■ Problem requirements ■
Return the lines below in which the string "tables" occurs.

____ Provided material

PR #926, opened 2025-01-24
test: add custom matcher for markdown table rows

### LINKED ISSUE #757: Custom matcher for Markdown tables
## Motivation

As a developer, I want a convenient way to test if a Markdown string contains a table with specific cell content. 

Because table cells are padded with spaces according to columns alignments (since #755), matching the content of all tables in a row is a bit tricky:

```ts
// 👇 this doesn't take into account padding within `| ... |` cells
expect(md).toMatch('|🏷 Category|⭐ Score|🛡 Audits|');

// 👇 this regex ignores the padding, but it isn't very readable
expect(md).toMatch(/\|\s*🏷 Category\s*\|\s*⭐ Score\s*\|\s*🛡 Audits\s*\|/);
```

## Proposed solution

Create a [custom matcher](https://vitest.dev/guide/extending-matchers) which abstracts away the formatting details.

So instead of the `/\|\s*...\s*\|\s*...\s*\|\s*...\s*\|/` regular expression above, the tests would be simplified to:

```ts
// 👇 checks that there is some MD table row with these cell contents, regardless of spaces between bars 
expect(md).toContainMarkdownTableRow(['🏷 Category', '⭐ Score', '🛡 Audits']);
```

The matcher should live in the `test-setup` Nx project and be strongly typed using a declaration file linked via `tsconfig.test.json` (see [docs](https://vitest.dev/guide/extending-matchers)):

<details><summary><code>vitest.d.ts</code> example</summary>
<p>

```ts
/* eslint-disable @typescript-eslint/consistent-type-definitions, @typescript-eslint/no-empty-interface, @typescript-eslint/no-shadow, @typescript-eslint/no-unused-vars */
import type { Assertion, AsymmetricMatchersContaining } from 'vitest';

// see Vitest guide: https://vitest.dev/guide/extending-matchers

interface CustomMatchers<R = unknown> {
  toContainMarkdownTableRow: (cells: string[]) => void;
  // ... declarations of other matchers ...
}

declare module 'vitest' {
  // eslint-disable-next-line @typescript-eslint/no-explicit-any
  interface Assertion<T = any> extends CustomMatchers<T> {}
  interface AsymmetricMatchersContaining extends CustomMatchers {}
}

// HACK: prevents IDEs removing "unused" types in import optimization
const x: Assertion | AsymmetricMatchersContaining = {};
```

</p>
</details> 

## Similar issues

- #552
- #744

hanna-skryl:
Closes #757 

This PR introduces a custom matcher, `toContainMarkdownTableRow`, designed to validate the presence of specific rows within Markdown tables during testing.

### DIFF
--- a/testing/test-setup/src/lib/extend/markdown-table.matcher.ts
+++ b/testing/test-setup/src/lib/extend/markdown-table.matcher.ts
@@ -1,0 +1,44 @@
+import type { SyncExpectationResult } from '@vitest/expect';
+import { expect } from 'vitest';
+
+export type CustomMarkdownTableMatchers = {
+  toContainMarkdownTableRow: (cells: string[]) => void;
+};
+
+expect.extend({
+  toContainMarkdownTableRow: assertMarkdownTableRow,
+});
+
+function assertMarkdownTableRow(
+  actual: string,
+  expected: string[],
+): SyncExpectationResult {
+  const rows = actual
+    .split('\n')
+    .map(line => line.trim())
+    .filter(line => line.startsWith('|') && line.endsWith('|'))
+    .map(line =>
+      line
+        .split('|')
+        .map(cell => cell.trim())
+        .filter(Boolean),
+    )
+    .filter(row => row.some(cell => /\w/.test(cell)));
+
+  const pass = rows.some(
+    row =>
+      row.length === expected.length &&
+      row.every((cell, i) => cell === expected[i]),
+  );
+  return pass
+    ? {
+        pass,
+        message: () =>
+          `Expected markdown not to contain a table row with cells: ${expected.join(', ')}`,
+      }
+    : {
+        pass,
+        message: () =>
+          `Expected markdown to contain a table row with cells: ${expected.join(', ')}`,
+      };
+}
--- a/testing/test-setup/src/lib/extend/markdown-table.matcher.ts
+++ b/testing/test-setup/src/lib/extend/markdown-table.matcher.ts
@@ -19,11 +19,10 @@ function assertMarkdownTableRow(
     .filter(line => line.startsWith('|') && line.endsWith('|'))
     .map(line =>
       line
-        .split('|')
-        .map(cell => cell.trim())
+        .split(/(?<!\\)\|/)
+        .map(cell => cell.replace(/\\\|/g, '|').trim())
         .filter(Boolean),
-    )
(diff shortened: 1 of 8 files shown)


testing/test-setup/src/lib/extend/markdown-table.matcher.ts
```diff
@@ -0,0 +1,44 @@
...
+    .split('\n')
+    .map(line => line.trim())
+    .filter(line => line.startsWith('|') && line.endsWith('|'))
+    .map(line =>
+      line
+        .split('|')
+        .map(cell => cell.trim())
+        .filter(Boolean),
+    )
+    .filter(row => row.some(cell => /\w/.test(cell)));
```
matejchalk, line 26: Not sure if these filters are a good idea. Empty cells or cells with non-word characters (e.g. `-`) are perfectly, so I don't see why we'd treat differently to other cells.

testing/test-setup/src/lib/extend/markdown-table.matcher.ts
```diff
@@ -0,0 +1,44 @@
...
+  actual: string,
+  expected: string[],
+): SyncExpectationResult {
+  const rows = actual
+    .split('\n')
+    .map(line => line.trim())
+    .filter(line => line.startsWith('|') && line.endsWith('|'))
+    .map(line =>
+      line
+        .split('|')
```
matejchalk, line 22: There's an edge case where this simple split by `|` might get tripped up. A Markdown cell could contain an escaped `\|`, which shouldn't be interpreted as a column separator.

E.g. this markdown:

```md
| Package  | Versions             |
| :------- | :------------------- |
| `eslint` | `^8.0.0 \|\| ^9.0.0` |
```

renders 2 columns and the escaped bars turn into cell content:

| Package  | Versions             |
| :------- | :------------------- |
| `eslint` | `^8.0.0 \|\| ^9.0.0` |

To handle these cases properly, you can use a regex with negative lookbehind as the separator:

```suggestion
        .split(/(?<!\\)\|/)
```

matejchalk (commented):
This looks so much nicer to use :+1:

testing/test-setup/src/lib/extend/markdown-table.matcher.ts
matejchalk: The `.filter(Boolean)` is still present, would ignore empty cells.

matejchalk (approved):

PR #119, opened 2017-09-25
Add initial aria-pressed state

robdodson:
Without an initial `aria-pressed` state, a screen reader will just announce that this is a "button", and not a toggle. Adding this initial state so it passes that hint on to the user.

@surma @rajatsehgal FYI


rajatsehgal:
👍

________

■ Your response ■
### LINKED ISSUE #757: Custom matcher for Markdown tables
Because table cells are padded with spaces according to columns alignments (since #755), matching the content of all tables in a row is a bit tricky:
This PR introduces a custom matcher, `toContainMarkdownTableRow`, designed to validate the presence of specific rows within Markdown tables during testing.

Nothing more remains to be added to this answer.